Home Affairs has begun deporting undocumented Zimbabweans who did not apply for legal status under a special dispensation, despite previous statements that it would not do so until it had completed its Zimbabwe Documentation Project. The move, which was not communicated, has caused confusion and angered immigrant rights groups. By OSIAME MOLEFE.
The moratorium on the deportation of Zimbabwean citizens living in South Africa has ended and the SA government has secretly begun returning undocumented nationals to Zimbabwe, according to immigration rights group People Against Suffering Oppression and Poverty (Passop). Having been in place since April 2009 and extended several times, the moratorium was set to finally end once Home Affairs completed its Zimbabwe Documentation Project, which sought to offer undocumented Zimbabweans legal status and relieve pressure on the asylum seeker management system.
Both the Zimbabwe Exiles Forum (ZEF) and Passop have expressed concern over beginning deportations at this time. Gabriel Shumba, executive director of ZEF, said that with the uncertainty over the upcoming elections and recent violence, the political situation in Zimbabwe is far from stable. Shumba believes that Home Affairs will be exposing deportees to election violence should they begin sending them back now.
Braam Hanekom, Passop director, added that with Census 2011 starting next week, beginning deportations now for the first time in two years, undermines the credibility of the population count, “as surely undocumented Zimbabweans will not answer doors to be counted and will do everything they can to avoid arrest and deportation”. Hanekom also said that lifting of the moratorium is counter to what Mkuseli Apleni, Home Affairs director-general, has been saying all along.
Apleni had reiterated several times this year that the South African government would not be deporting any undocumented Zimbabwean nationals until it has completed processing all applications under the documentation project.
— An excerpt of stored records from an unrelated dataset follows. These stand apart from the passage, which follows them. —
PR #13, opened 2022-08-08
Add star icon to sequencer_star sequencer

creadicted:
## Description

I like to see the difference between a sequencer and a sequencer star node. I added an icon variant to the node. If this is acceptable, I can add one for selector as well. 
 

## Screenshots

example

## Checklist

Apleni made the same undertaking to the parliamentary portfolio committee for Home Affairs, according to Hanekom.
At a media briefing in Cape Town on Thursday, home affairs minister Nkosazana Dlamini-Zuma said that the project was in its final phases. She said her department is sending text messages telling applicants to come in to have their fingerprints taken and submit outstanding documents. Some of the messages have not been delivered as applicants may have changed numbers or returned to Zimbabwe, Dlamini-Zuma added.
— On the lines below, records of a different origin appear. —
PR #14, opened 2022-08-09
Add signals to nodes

GammaGames:
## Description

This was primarily for assisting with debugging, but has a few notes:

1. The user should implement their own `_tick` method if they want the signals to fire. I did it this way to be consistent with the other methods like `_draw` to draw on the canvas, where you call `update` to force a redraw.
2. The user should still call `tick` on each child node to process them
3. If the user overrides the `tick` method accidentally nothing will break. This ensures old code still works (I've been testing it on your demo project)

## Addressed issues

- Related to #1 

## Checklist

### DIFF
--- a/README.md
+++ b/README.md
@@ -46,7 +46,7 @@ Conditions are **leaf nodes** of type `ConditionLeaf`. They should be kept simpl
 class_name IsVisibleCondition
 extends ConditionLeaf
 
-func tick(actor, blackboard):
+func _tick(actor, blackboard):
     if actor.visible:
         return SUCCESS
     return FAILURE
@@ -60,7 +60,7 @@ Actions are **leaf nodes** of type `ActionLeaf`. They can be long running potent
 class_name MakeVisibleAction
 extends ActionLeaf
 
-func tick(actor, blackboard):
+func _tick(actor, blackboard):
     if actor.visible:
         return FAILURE
 	actor.visible = true
--- a/addons/beehave/nodes/beehave_node.gd
+++ b/addons/beehave/nodes/beehave_node.gd
@@ -4,11 +4,9 @@ class_name BeehaveNode, "../icons/action.svg"
 
 enum { SUCCESS, FAILURE, RUNNING }
 
-signal tick_start(node)
 signal tick_end(node, status)
 
 func tick(actor, blackboard):
-	emit_signal("tick_start", self)
 	var result = self._tick(actor, blackboard)
 	emit_signal("tick_end", self, result)
 	return result
--- a/addons/beehave/nodes/beehave_node.gd
+++ b/addons/beehave/nodes/beehave_node.gd
@@ -4,5 +4,14 @@ class_name BeehaveNode, "../icons/action.svg"
 
 enum { SUCCESS, FAILURE, RUNNING }
 
+signal tick_start(node)
+signal tick_end(node, status)
+
 func tick(actor, blackboard):
+	emit_signal("tick_start", self)
+	var result = self._tick(actor, blackboard)
+	emit_signal("tick_end", self, result)
+	return result
+
+func _tick(actor, blackboard):
 	pass
--- a/addons/beehave/nodes/beehave_root.gd
+++ b/addons/beehave/nodes/beehave_root.gd
@@ -22,8 +22,8 @@ var actor : Node
 
 onready var blackboard = Blackboard.new()
 
-signal tick_start(node)
-signal tick_end(node, status)
+signal tick_start(blackboard)
+signal tick_end(blackboard)
 
 func _ready():
 	if self.get_child_count() != 1:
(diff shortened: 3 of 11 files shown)


bitbrain:
A few initial thoughts on this:

- I like the idea of exposing signals for users to connect to
- You introduced a breaking change (renaming the tick method) which is not desired. People using Beehave and "just upgrading" would suddenly have lots of errors or even worse - might not even notice that the method got renamed (as it still just runs) and none of their code would work

Perhaps I am understanding it wrong what the purpose of this PR is after all.

GammaGames:
> You introduced a breaking change (renaming the tick method) which is not desired

I understand why a change this large isn't desired. This method seemed more proper since the nodes are emitting the signals themselves and users should already be used to overriding `_process` and `_physics_process` for "private" methods.

> might not even notice that the method got renamed (as it still just runs)

That is the point. It's less a breaking change and more of a "the old behavior is still consistent, but if you want signals (i.e. for debugging) add an `_` to the start of your tick method" change.

> would suddenly have lots of errors [...] none of their code would work

What errors are you expecting? The change was made specifically to ease compatibility since overriding the regular `tick` method would only stop the signals from firing. The tree is still calling `tick` on child nodes, none of the function signatures changed.

If you'd prefer to keep only the `tick` method I have a few possible solutions:

* Make the user manually emit the signals in every composite or action node by adding a few lines of boilerplate to the start and end of every custom tick method
* Have the parent composite nodes force the child to emit the signals (like my previous implementation: https://github.com/GammaGames/beehave/blob/debug/addons/beehave/nodes/composites/sequence.gd)

Does Godot 4 have decorators? That's essentially all the `tick` -> `_tick` calls are doing, manually "decorating" the function so it emits the signals.

bitbrain:
@GammaGames ah, gotcha now. Thanks for elaborating.

Just a general thought: firing signals might have an undesired performance impact so I am wondering if there is a mechanism to only fire them if people actually connect to them. Perhaps Godot does this out of the box already?

GammaGames:
Good question! I looked at the source code: https://github.com/godotengine/godot/blob/1ea8b9d2b7da2285e890e087ff2b354e4d458b66/core/object.cpp#L1167

It loops through all connections in a map and emits the signal for each. So in the event that there are no signals, it calls that method and skips down to the end. Considering it's C++ I don't expect it to have much impact, though I am now curious if the profiler could shed any light.

Looks like objects also have a way to block signals, just discovered this: [` set_block_signals`](https://docs.godotengine.org/en/stable/classes/class_object.html#class-object-method-set-block-signals)

We could somehow set it to false by default, then make any tools that rely on the signals turn it back on. I don't think anything is using the `_ready` method aside from the base tree

bitbrain:
@GammaGames Interesting... could you use the version of current `godot-3.x` and run some sample scene with the profiler on (no signals connected) and compare it with your branch? If there is no performance difference I'll give this a tick.

GammaGames:
First time using the profiler, hopefully this is useful. I took your demo from the youtube video and updated the addon, disabled the forester and trader AI, and let the lumberjack run until he filled up the stash and went home.

Without signals:
* Frame time:
image
* Average time:
image

With signals (and updated `tick` -> `_tick`):
* Frame time:
image
* Average time:
image

With only `tick_end` signal for `BehaveNode`, `BehaveRoot` still has both start and end:
* Frame time:
image
* Average time:
image

There is overhead! I don't think a signal for each node's start tick is necessary tbh, most uses would probably only want the end result.

GammaGames:
Also if you've got a demo for 4.x I'd be happy to make a separate PR with the changes. I haven't tried GDScript 2.0 yet, so it might be fun

bitbrain:
4ms average sounds not like a lot but especially on lower-end PCs this could mean a drastic FPS drop. To me, this sounds more like a problem of Godot Engine itself, as emitting signals should not even have any impact on FPS if there are 0 connections made to them. It looks like it does, though. Within other Godot games, signals are mostly emitted on particular events, so perhaps Godot is not meant to emit them every single frame (therefore the added delay).

For https://github.com/GammaGames/beehave/pull/1 to work, I am wondering if we could find a solution without relying on signals after all.

GammaGames:
I agree that it could add up, thankfully emitting the signal only at tick end seems to not have much overhead. IMO that's the best solution (using signals, I can't think of any other way!) and I updated the branch with those changes. I also pass the blackboard on tree root tick start and end, in case the user wanted to make sure variables are set for the tree's blackboard or want to do something based on the resulting blackboard.

Here's my current debug helper scene: https://gist.github.com/GammaGames/28f3368128b67a4c02af0faed679cc93/fd527d0ada7e8a0749c2c6c5aab6d3c7d4a06820

Alternatively: we might be able to cache each node's status in the blackboard with `blackboard.set(self, result)` before returning in the `tick` method, but you'd need some way to remember the path of traversed nodes in a given tick. Appending to an array might work, but idk how much extra performance *that* would have.

GammaGames:
Decided to try that option out:
image

Might be because I'm running low on battery. WIll test again tomorrow with less stuff running and plugged in: https://github.com/GammaGames/beehave/tree/signals-alt

And the updated debug script, to see how the changes are used: https://gist.github.com/GammaGames/28f3368128b67a4c02af0faed679cc93/fb8e4fc7932dc599cb61661a8aee3424dfc19f78

GammaGames:
Using the `signals-alt` implementation:
* Frame time:
image
* Average time:
image

I think it's the cleanest implementation (only emitting two signals total), but the updating of the blackboard for each node and emitting every tick has some overhead.  
This is all on a Quad-Core Intel® Core™ i5-8400H CPU @ 2.50GHz btw.

bitbrain:
Closing this for now because I do not see much purpose for this apart for the debug UI itself. Perhaps in a future PR we can bring this back in combination with a debug UI that makes it in!

GammaGames:
I figured you would eventually, I haven't been able to think of a better way to debug. Don't know much about the editor features behind the scenes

On deportations and the moratorium, Dlamini-Zuma said, “There is no blanket moratorium on Zimbabweans. How can we be a country that says if you’re from Zimbabwe, just break our immigration laws, its fine? We can’t be. That moratorium was for a particular period, that’s why people had to register. It wasn’t just a blanket. If you break our [immigration] laws, we will arrest you.”
In his most recent briefing to the home affairs portfolio committee, Jack Monedi, acting chief director for permits, said that the department had received 275,762 applications. Of these, 134,369 had been approved and issued, and 141,393 had been pre-adjudicated and checked. He said 116,900 applications were incomplete.
It is unclear how many Zimbabweans failed to apply for status under the project or how many have entered the country since the 31 December 2010 application deadline. But with the continuing political situation in Zimbabwe and its effect on the country’s internal security and economy, the project may have in effect set the counter back to zero. Until all Zimbabweans begin to feel safe and believe they can prosper in their home country, the numbers of undocumented Zimbabweans in South African will begin rise to the point where the asylum system cannot cope again.
In the meantime, with this latest move, Passop claims Home Affairs is undoing all the progress made so far in assessing how many Zimbabweans are in South Africa. It says the government is perpetuating the plight of undocumented Zimbabweans and adding to instability in South African communities.